Rust’s successor, James (“Jack”) Fiske Mabbett (Harvard class of 1908), first came to Red Roof during the fall of his senior year. As with Rust, his appearance within larger parties led to sustained periods as a single guest; indeed, during the spring and summer of 1908, Mabbett spent so many nights with Andrew that his father ordered him home to Plymouth, Massachusetts— an event that coincided with Andrew’s resignation from Harvard to join the National Monetary Commission in Europe. In the winter of 1908-1909 Mabbett reunited with Andrew, continuing as his regular guest for the next six years.

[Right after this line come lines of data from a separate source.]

PR #283, opened 2018-07-16
Add step to Android Self Signed Certs

ciaranRoche:
## Description
Currently, we do not have documented that we can push a certificate to a device using Android Debug Bridge. This method would be the quickest way for a developer to get a certificate onto a device.

## Screenshot
command

### DIFF
--- a/modules/ROOT/pages/_partials/proc_self-signed-certs.adoc
+++ b/modules/ROOT/pages/_partials/proc_self-signed-certs.adoc
@@ -51,6 +51,11 @@ Drive which is accessible from the device, browse to the certificate and
 proceed to download it.
 * USB - Attach the device to the machine hosting
 OpenShift via USB and drag the certificate to a devices file system. Here is an https://support.google.com/nexus/answer/2840804?hl=en[example guide for Google Nexus devices]. It may be different for other devices.
+* Android Debug Bridge (adb) - Use the adb push command to push the certificate to device or emulator:
++
+----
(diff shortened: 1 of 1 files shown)


modules/ROOT/pages/_partials/proc_self-signed-certs.adoc
```diff
@@ -51,6 +51,11 @@ Drive which is accessible from the device, browse to the certificate and
 proceed to download it.
 * USB - Attach the device to the machine hosting
 OpenShift via USB and drag the certificate to a devices file system. Here is an https://support.google.com/nexus/answer/2840804?hl=en[example guide for Google Nexus devices]. It may be different for other devices.
+* Android Debug Bridge (adb) - Use the adb push command to push the certificate to device or emulator:
```
finp: this looks like a good change, but does it open a can of worms.. how do i use adb, why didn't you mention it earlier, do I need to use adb? etc

What would work is if we had a better link above to a proper google article, that would make this 'adb' bit seem like a natural next step

ciaranRoche: Good point, as we have already called out in the documentation about setting up your environment, a developer will get adb out of the box when installing android studio.
Would making Android Debug Bridge a clickable link to some google documentation be sufficient?

finp: @ciaranRoche  yeah, go for it

PR #293, opened 2018-07-18
remove next steps and add terminology

pb82:
Removed the next steps. The sync docs now behave like one big document that you can srcoll from top to bottom and has anchors in nav.adoc.

I've also made a stab at the sync service intro and added some terminology.

### DIFF
--- a/modules/ROOT/pages/_partials/generic-service-intros.adoc
+++ b/modules/ROOT/pages/_partials/generic-service-intros.adoc
@@ -93,6 +93,11 @@ NOTE: {device-security-service} is not currently associated with an OpenShift se
 = {sync-service}
 //tag::sync-service[]
 
-TODO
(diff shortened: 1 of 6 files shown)


laurafitzgerald:
@pb82 thanks for the pr. is the plan to keep the sync docs in it's own branch until the service is completed?
cc @finp I've seen cases with long standing branches where the merge/rebase becomes a bit tricky so could be valuable to rebase on master now before it progresses further?

finp:
I'd hope that rebasing would be easy, that we have structured the docs to facilitate that use case. But +1 Laura, rebase early, rebase often

pb82:
@laurafitzgerald Yes, i wouldn't merge this to master until we have a first version released. Agree that rebasing from time to time makes a lot of sense.

PR #123, opened 2018-09-11
 Expose getter for AudioBuffer mutable channel data 

ferjm:
We need this to fix an [AudioBuffer WPT crash](https://github.com/servo/servo/blob/master/tests/wpt/metadata/webaudio/the-audio-api/the-audiobuffer-interface/audiobuffer-copy-channel.html.ini)


ferjm:
The Cargo.lock update was missing from #121

PR #137, opened 2018-09-27
Make sure that we can run player code in Travis

ferjm:


ceyusa:
As is a snapshot of master, I would stamp the generation date in the tarball name.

The First World War would forever alter the

worlds of Red Roof. In 1915 Andrew sailed to France to establish the American Field Service, a wartime commitment that resulted in a four-year gap in the guest book entries. Within two years of his return, he would enter Congress to represent Massachusetts’ Sixth District and serve in that position for the next fifteen years. The distractions of Andrew’s new life in Washington are reflected in the changed character of the guest books: photographs appear more rarely, and soon disappear entirely, and house parties occur less regularly and feature larger gatherings of onetime-only guests. The intimacy of Red Roof’s early years appears to have been yet another war casualty.

The guest book entries ceased altogether six years before Andrew’s unexpected death from influenza in 1936, at the age of sixty-three. Inside the back cover of the final volume he tipped in a poem by Anne Hathaway titled “Red Roof”; in these lines Andrew appears as “the geni of the place” and his home is a “shrine… undimmed through all the wasting woeful years.” The poem’s refrain presciently evokes both Andrew’s premature death and the short-lived “golden age” of prewar Red Roof:

The greater the charm, the sooner it passes. The sooner it passes, the greater the charm.